One-Shot Imitation Learning

Authors: Yan Duan, Marcin Andrychowicz, Bradly C. Stadie, Jonathan Ho, Jonas Schneider, Ilya Sutskever, Pieter Abbeel, Wojciech Zaremba

Abstract:

Imitation learning has been commonly applied to solve different tasks in isolation. This usually requires either careful feature engineering, or a significant number of samples. This is far from what we desire: ideally, robots should be able to learn from very few demonstrations of any given task, and instantly generalize to new situations of the same task, without requiring task-specific engineering. In this paper, we propose a meta-learning framework for achieving such capability, which we call one-shot imitation learning.

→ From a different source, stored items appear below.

PR #204, opened 2023-12-15
Standalone daemon

Savolro:


bartoszWojciechO (approved):

internal/filesystem.go
```diff
@@ -72,9 +72,40 @@ func SystemDListener() (net.Listener, error) {
...
+}
+
 // ManualListener returns manually created listener with provided permissions
 func ManualListener(socket string, perm fs.FileMode) func() (net.Listener, error) {
 	return func() (net.Listener, error) {
+		dirCreated := true
+		if err := os.MkdirAll(
+			RunDir, PermUserRWGroupRW,
+		); err != nil && !errors.Is(err, os.ErrExist) {
+			if errors.Is(err, os.ErrExist) {
```
mariusSincovici, line 103: This will never be true, because it can enter into the if, only if error is not `ErrExitst`. Because of this if the error is that the folder already exists, then the function will return error.

internal/filesystem.go
```diff
@@ -72,9 +72,40 @@ func SystemDListener() (net.Listener, error) {
...
+				dirCreated = false
+			}
+			return nil, fmt.Errorf("ceating run dir: %w\n", err)
```
mariusSincovici, line 106: [miss-spelling] `ceating`

internal/filesystem.go
```diff
@@ -72,9 +72,40 @@ func SystemDListener() (net.Listener, error) {
...
+	listener   net.Listener
+	dirCreated bool
+}
+
+func (rdl *runDirListener) Accept() (net.Conn, error) {
+	return rdl.listener.Accept()
+}
+
+func (rdl *runDirListener) Close() error {
+	var removeErr error
```
mariusSincovici, line 85: shouldn't also close also the `listener` here?

Savolro: It is closed in the return line

keliramu (approved):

Specifically, we consider the setting where there is a very large set of tasks, and each task has many instantiations. For example, a task could be to stack all blocks on a table into a single tower, another task could be to place all blocks on a table into two-block towers, etc. In each case, different instances of the task would consist of different sets of blocks with different initial states. At training time, our algorithm is presented with pairs of demonstrations for a subset of all tasks. A neural net is trained that takes as input one demonstration and the current state (which initially is the initial state of the other demonstration of the pair), and outputs an action with the goal that the resulting sequence of states and actions matches as closely as possible with the second demonstration. At test time, a demonstration of a single instance of a new task is presented, and the neural net is expected to perform well on new instances of this new task. The use of soft attention allows the model to generalize to conditions and tasks unseen in the training data. We anticipate that by training this model on a much greater variety of tasks and settings, we will obtain a general system that can turn any demonstrations into robust policies that can accomplish an overwhelming variety of tasks.

Paper on ArXiv

Illustration of one-shot imitation learning.

The left side shows the demonstration trajectory, and the right side shows the learned policy executing on a new situation of the same task, conditioned on the entire demonstration. The task that needs to be achieved is to stack blocks into 4 towers: "ab," "cde," "fg," and "hij," where the blocks are ordered from top to bottom within each group.

The bottom left corner shows the attention weights over different time steps of the demonstration. The x-axis shows the time index in the demonstration, and y-axis shows the different query heads of the attention operation.

The bottom right corner shows the attention weights over different blocks in the current state. The x-axis shows different blocks, and y-axis shows the different query heads of the attention operation.

Overall performance

We found that our proposed architecture can both perform well on the tasks it was trained on, and also on new tasks not seen during training.
As the number of stacking operations, the task gets harder, and the hand-engineered policy ("Demonstration") we used to generate demonstrations is not perfect (therefore the success rate decreases). However our architecture ("Entire trajectory") matches the performance of the hand-engineered policy pretty well. In principle, the performance can be further improved by better demonstrations.
We also compared to alternative architectures, e.g. only conditioning on key frames or only the final state. Overall we found that our architecture performs the best.

Training tasks

Test tasks

Side-by-side execution of all training tasks

Side-by-side execution of all test tasks

Failure case: Accidental wrong move, conditioning on entire demonstration (DAGGER)

The intended task was "abcd efgh." It should form two towers, by:

1st tower:

- Stacking block C on top of block D

- Stacking block B on top of block C

- Stacking block A on top of block B

2nd tower:

- Stacking block E on top of block F

- Stacking block F on top of block G

- Stacking block G on top of block H

However, due to manipulation failure, block C was bounced onto block J (around 00:22), which was identified as a wrong move. Fortunately, the policy tries to recover from the mistake, and will likely succeed given more time.

Failure case: Intentional wrong move, conditioning on the final state

The intended task was "ab cd efg." It should form three towers, by:

1st tower:

- Stacking block A on top of block B

2nd tower:

- Stacking block C on top of block D

3rd tower:

- Stacking block F on top of block G

- Stacking block E on top of block F

However, the policy executes the wrong task, by intentionally placing block C on top of block A.

Failure case: Irrecoverable manipulation failure

The intended task was "abcd efgh." It should form two towers, by:

1st tower:

- Stacking block C on top of block D

- Stacking block B on top of block C

- Stacking block A on top of block B

2nd tower:

- Stacking block E on top of block F

- Stacking block F on top of block G

- Stacking block G on top of block H

However, due to manipulation failure, block A was shaken off the table (around 00:18), and the demonstration policy does not know how to handle this situation. Hence this execution has failed.